Inouye’s platoon came under fire and Inouye was shot in the stomach as he tried to draw a grenade. He didn’t stop, crawling up a hillside, taking out two machine gun emplacements and grabbing a grenade to throw at a third.

That’s when an enemy rifle grenade exploded near his right elbow, shot by a German roughly 10 yards away.

He searched for the grenade, then found it clenched in his right hand, his arm shredded and dangling from his body.


The fingers somehow froze over the grenade, so I just had to pry it out,” Inouye said in recounting the moment in the 2004 book “Beyond Glory: Meal of Honor Heroes in Their Own Words” by Larry Smith.

“When I pulled it out, the lever snapped open and I knew I had five seconds, so I flipped it into the German’s face as he was trying to reload,” he said. “And it hit the target.”

In 2000, when then-President Bill Clinton belatedly presented Inouye and 21 other Asian-American World War II veterans with the Medal of Honor, Clinton recounted that Inouye’s father believed their family owed an unrepayable debt to America.

“If I may say so, sir, more than a half century later, America owes an unrepayable debt to you and your colleagues,” Clinton said.

Inouye became a senator in January 1963. As president pro tempore of the Senate, he was third in the line of presidential succession. He broke racial barriers on Capitol Hill as the first Japanese-American to serve in Congress.

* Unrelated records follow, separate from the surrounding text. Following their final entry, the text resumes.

PR #20668, opened 2024-07-08
fix(whiteboard) Delete key removing text shape while editing

KDSBrowne:
### What does this PR do?
This PR fixes an issue where pressing the delete key while editing text within a shape would inadvertently delete the entire shape. The update ensures that the delete key functions correctly by only removing the text as intended without deleting the shape.

### Motivation
Delete key was removing text shapes while editing when it shouldn't.


antonbsa (approved):
tested locally and confirmed the bug is fixed!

Less than an hour after Inouye’s passing, Senate Majority Leader Harry Reid announced Inouye’s death to a stunned chamber. “Our friend Daniel Inouye has died,” Reid said somberly. Shocked members of the Senate stood in the aisles or slumped in their chairs.

He was elected to the House in 1959, the year Hawaii became a state. He won election to the Senate three years later and served there longer than anyone in American history except Robert Byrd of West Virginia, who died in 2010 after 51 years in the Senate.

Inouye died after a relatively brief hospitalization. Once a regular smoker, he had a portion of a lung removed in the 1960s after a misdiagnosis for cancer. Just last week, he issued a statement expressing optimism about his recovery.

Despite his age and illness, Inouye’s death shocked members of the Senate.

I’m too broken up,” said Sen. Patrick Leahy, D-Vt., who becomes president pro tem of the Senate. Leahy also is poised to take over the Senate Appropriations Committee, which Inouye helmed since 2009.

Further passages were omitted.